Problem requirements » Check each line of the entries. Copy the ones that contain the string "rolled".

[Collected data entries]
PR #4408, opened 2023-06-07
[LETS-742] streamline scalability communication protocol

cristiarg:
http://jira.cubrid.org/browse/LETS-742

The connection support layer (`css_*` functions) already send the length and the data (as an application level protocol).
In the network code introduced by LETS (`communication_channel`, `request_client_server`), the sending of length was done ome more time.
This translated in 4 calls to underlying `send`/`writev` functions:
1. send/recv "length of length"
2. send/recv actual length as data
3. send/recv "length of data"
4. send/recv actual data

This was done in the beginning of development for speed/simplicity of development rather than performance of the data transfer.
It is easy to see that 1. and 2. are superfluous.
The benefit of having 1. and 2. is that they are both messages of fixed/known length and they allowed the receiving side to know exactly how much data it would receive in step 4.
Removing them has the downside that the receiving side's application layer never knows in advance how much data it receives in step 4.
But also, removing them, has the benefit of uncluttering the dialog between peer servers.
To remove threm, the connection support layer has been extended to allow a two step receive of unknown side data (see functions `css_net_recv_allow_truncated` and `css_net_recv_remainder` - patch 8253662fb) such as to allow proper consumption of data in step 4.
In practice, in the receiving side's application layer - with the reuse of a memory buffer (in this case `cubmem::extensible_buffer`) the calls to the second function will be very rare (if ever).

Implementation:
- `channel::recv_allow_truncated`: calls into `css_net_recv_allow_truncated`
  - if all data fits into supplied buffer it will return a `NO_ERRORS` code and output a 0 `remaining_len` (same as `channel::recv` does)
  - if not all data fits into supplied buffer, it will return a `RECORD_TRUNCATED` code and a non-zero value for `remaining_len`
- if the application layer receives `RECORD_TRUNCATED` it is supposed to follow-up with a call to `channel::recv_remainder` and a properly sized buffer as to consume all remaining data as dictated by the previous call to `recv_allow_truncated`
- `request_server::receive_request_buffer` is the function that actually implements this simplification - the `recv_allow_truncated` is followed up by a call to `recv_remainder` when/if needed
  - the signature of `receive_request_buffer` is unchanged so nothing has changed for the upper layers
- adapted the relevant unit test to also exploit/test the newly added mechanism

Other:
- the signature difference for function `send_client_request` seems to be a merge error from a previous patch (31803efd1)


src/communication/request_client_server.hpp
```diff
@@ -344,33 +346,48 @@ namespace cubcomm
...
+	// there is more data to retrieve
+	// extend the block and supply the new pointer
 
-    // will re-alloc until the block size gets big enough that will not neet to re-alloc anymore
-    m_recv_extensible_block.extend_to (expected_size);
+	assert (recv_size == m_recv_extensible_block.get_size ());
+	assert (rem_size > 0);
+
+	// TODO: maybe it should be extended to a multiple of page size?
+	m_recv_extensible_block.extend_by (rem_size);
```
cristiarg, line 368: I suppose it would be better to extend to a multiple of the page size?

src/communication/communication_channel.cpp
```diff
@@ -95,16 +95,57 @@ namespace cubcomm
...
+
+    assert (m_type != NO_TYPE);
+    assert (actual_remaining_len == 0);
+
+    const css_error_code rc = css_net_recv_allow_truncated (m_socket, buffer, &actual_recv_maxlen,
+			      &actual_remaining_len, m_max_timeout_in_ms);
+    er_log_chn_debug ("[%s] Receive%s buffer of size = %d, max_size = %zu, remain = %d, result = %d",
+		      get_channel_id ().c_str (), ((actual_remaining_len > 0) ? " truncated" : " full"),
+		      actual_recv_maxlen, maxlen_in_recvlen_out,
+		      actual_remaining_len, (int)rc);
```
wrlawodms, line 124:
```suggestion
    er_log_chn_debug ("[%s] Receive %s buffer of size = %d, max_size = %zu, remain = %d, result = %d",
		      get_channel_id ().c_str (), ((actual_remaining_len > 0) ? " truncated" : " full"),
		      actual_recv_maxlen, maxlen_in_recvlen_out,
		      actual_remaining_len, (int) rc);
```

src/communication/request_client_server.hpp
wrlawodms: I don't really know, but it seems that the communication buffer is irrelevant with the page size.

src/communication/request_client_server.hpp
```diff
@@ -433,16 +450,7 @@ namespace cubcomm
...
-    const css_error_code css_size_err = chn.send (
-	reinterpret_cast<const char *> (&packer_current_size), sizeof (packer_current_size));
-    if (css_size_err != NO_ERRORS)
-      {
-	er_log_send_fail (chn, css_size_err);
-	return css_size_err;
-      }
-
-    const css_error_code css_err = chn.send (send_ext_block.get_ptr (), packer.get_current_size ());
+    const css_error_code css_err = chn.send (send_ext_block.get_ptr (), packer_current_size);
```
wrlawodms, line 457: Nit. 
I don't think `packer_current_size` is needed anymore since it's for sending the size, which requires its address.
```suggestion
    const css_error_code css_err = chn.send (send_ext_block.get_ptr (), packer.get_current_size ());
```

wrlawodms (approved):
LGTM.

src/communication/request_client_server.hpp
```diff
@@ -267,6 +267,8 @@ namespace cubcomm
     : m_channel (std::move (chn))
     , m_recv_extensible_block { cubmem::CSTYLE_BLOCK_ALLOCATOR }
   {
+    // arbitrary initial size; will be grown upon need
+    m_recv_extensible_block.extend_to (IO_MAX_PAGE_SIZE * 4);
```
joohok: Nit.
I'm not sure how `IO_MAX_PAGE_SIZE` is related to network communication. 
If it is intended to consider the exchange of pages between servers, it might be a good idea to define a separate constant for that purpose. 

And that constant could be utilized when resizing the block. (`m_recv_extensible_block.extend_by(constant value)`)

joohok (approved):

src/communication/request_client_server.hpp
cristiarg: As commented, it is an arbitrary value.
Could even be set to 1 and the logic will adapt to the actually required size.

src/communication/request_client_server.hpp
cristiarg: I know, but it is more explicit like this. Helps for debug/cores.

wrlawodms: I've got it!

PR #4776, opened 2023-11-10
[LETS-814] Modify the classname cache status when DROP TABLE/VIEW is replicated

joohok:
http://jira.cubrid.org/browse/LETS-814

Purpose

The status of classname cache should be changed when DROP table is executed. 
when DROP table is executed and not committed, 
1. the class record in Root class is deleted by RVHF_DELETE log
2. In order to get class information, read transaction in PTS get classOID from classname cache, if status is not LC_CLASSNAME_DELETED
3. class record (indicated by classOID) does not exist and assertion fails in `locator_is_exist_class_name_entry`

Implementation
1. change the status when RVHF_DELETE on record in root class
2. revert the status when DROP statement is rolled back (RVHF_COMPENSATE_WITH_INSERT)

### DIFF
--- a/src/storage/heap_file.c
+++ b/src/storage/heap_file.c
@@ -15817,37 +15817,6 @@ heap_rv_redo_insert (THREAD_ENTRY * thread_p, const LOG_RCV * rcv)
       recdes.area_size = recdes.length = *(INT16 *) recdes.data;
       recdes.data = NULL;
     }
-  else
-    {
-      /* Classname cache (locator_Mht_classnames) status should be reverted when
-       * DROP TABLE statement is rolled back (RVHF_COMPENSATE_WITH_INSERT).
-       * The cache status is modified at heap_rv_redo_delete() (RVHF_DELETE).
-       * When CREATE TABLE is executed, recdes.type is always REC_ASSIGN_ADDRESS,
-       * and we need to filter out the CREATE TABLE case.
-       */
-
-      if (is_passive_transaction_server ())
-	{
-	  assert (thread_p->type == TT_REPLICATION_PTS);
-
-	  const bool is_deleted = spage_is_record_deleted (rcv->pgptr, slotid);
-	  if (is_deleted)
-	    {
-	      OID classoid;
-	      heap_get_class_oid_from_page (thread_p, rcv->pgptr, &classoid);
-	      if (OID_EQ (&classoid, oid_Root_class_oid))
-		{
-		  VPID vpid;
-		  OID oid;
-
-		  (void) pgbuf_get_vpid (rcv->pgptr, &vpid);
-		  SET_OID (&oid, vpid.volid, vpid.pageid, slotid);
-
-		  locator_restore_classname_entry_if_exists (thread_p, &oid);
-		}
-	    }
-	}
-    }
 
   sp_success = spage_insert_for_recovery (thread_p, rcv->pgptr, slotid, &recdes);
   pgbuf_set_dirty (thread_p, rcv->pgptr, DONT_FREE);
@@ -15861,6 +15830,34 @@ heap_rv_redo_insert (THREAD_ENTRY * thread_p, const LOG_RCV * rcv)
 	}
       assert (er_errid () != NO_ERROR);
       return er_errid ();
+    }
+
+  if (is_passive_transaction_server ())
+    {
+      if (recdes.type != REC_ASSIGN_ADDRESS)
+	{
+	  /* Classname cache (locator_Mht_classnames) status should be reverted when
+	   * DROP TABLE statement is rolled back (RVHF_COMPENSATE_WITH_INSERT).
+	   * The cache status is modified at heap_rv_redo_delete() (RVHF_DELETE).
+	   * When CREATE TABLE is executed, recdes.type is always REC_ASSIGN_ADDRESS,
+	   * and we need to filter out the CREATE TABLE case.
+	   */
+
+	  assert (thread_p->type == TT_REPLICATION_PTS);
+
+	  OID classoid;
+	  heap_get_class_oid_from_page (thread_p, rcv->pgptr, &classoid);
+	  if (OID_EQ (&classoid, oid_Root_class_oid))
+	    {
+	      VPID vpid;
+	      OID oid;
+
+	      (void) pgbuf_get_vpid (rcv->pgptr, &vpid);
+	      SET_OID (&oid, vpid.volid, vpid.pageid, slotid);
+
+	      locator_change_classname_entry_status_if_exists (thread_p, &oid, LC_CLASSNAME_EXIST);
+	    }
+	}
     }
 
   return NO_ERROR;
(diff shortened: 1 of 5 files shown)


src/storage/heap_file.c
```diff
@@ -15817,6 +15817,37 @@ heap_rv_redo_insert (THREAD_ENTRY * thread_p, const LOG_RCV * rcv)
...
+		  VPID vpid;
+		  OID oid;
+
+		  (void) pgbuf_get_vpid (rcv->pgptr, &vpid);
+		  SET_OID (&oid, vpid.volid, vpid.pageid, slotid);
+
+		  locator_restore_classname_entry_if_exists (thread_p, &oid);
+		}
+	    }
+	}
```
hornetmj: If this logic is executed after spage_insert_for_recovery(), I expect to be able to combine locator_mark_classname_entry_deleted() and locator_restore_classname_entry_if_exists(). For example, locator_change_classname_entry_status(LC_CLASSNAME_DELETED or LC_CLASSNAME_EXIST, ...).

src/storage/slotted_page.c
```diff
@@ -4011,6 +4011,27 @@ spage_get_record_type (PAGE_PTR page_p, PGSLOTID slot_id)
   return slot_p->record_type;
 }
 
+bool
+spage_is_record_deleted (PAGE_PTR page_p, PGSLOTID slot_id)
```
hornetmj: Nit:

Too general function name. However, it cannot use in the reuse-oid table.

hornetmj (approved):

joohok:
I will handle the exception and request a review again.

Exception to be handled:
RENAME TABLE tbl to tbl3;
DROP TABLE tbl3;

Proceeding with DROP while the cache of the renamed class is still not updated.

src/storage/slotted_page.c
joohok: this function is removed

src/storage/heap_file.c
joohok: I apply your suggestion

src/storage/heap_file.c
```diff
@@ -15832,6 +15832,34 @@ heap_rv_redo_insert (THREAD_ENTRY * thread_p, const LOG_RCV * rcv)
       return er_errid ();
     }
 
+  if (is_passive_transaction_server ())
+    {
+      if (recdes.type != REC_ASSIGN_ADDRESS)
+	{
+	  /* Classname cache (locator_Mht_classnames) status should be reverted when
+	   * DROP TABLE statement is rolled back (RVHF_COMPENSATE_WITH_INSERT).
```
hornetmj, line 15840: heap_rv_redo_insert function is also used in replication(redo) of RVHF_INSERT and RVHF_INSERT_NEWHOME. I think they don't need to update the status of classname entry.

src/storage/heap_file.c
```diff
@@ -15832,6 +15832,34 @@ heap_rv_redo_insert (THREAD_ENTRY * thread_p, const LOG_RCV * rcv)
       return er_errid ();
     }
 
+  if (is_passive_transaction_server ())
+    {
+      if (recdes.type != REC_ASSIGN_ADDRESS)
+	{
+	  /* Classname cache (locator_Mht_classnames) status should be reverted when
```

Answer to the problem »
2. revert the status when DROP statement is rolled back (RVHF_COMPENSATE_WITH_INSERT)
-       * DROP TABLE statement is rolled back (RVHF_COMPENSATE_WITH_INSERT).
+	   * DROP TABLE statement is rolled back (RVHF_COMPENSATE_WITH_INSERT).
+	   * DROP TABLE statement is rolled back (RVHF_COMPENSATE_WITH_INSERT).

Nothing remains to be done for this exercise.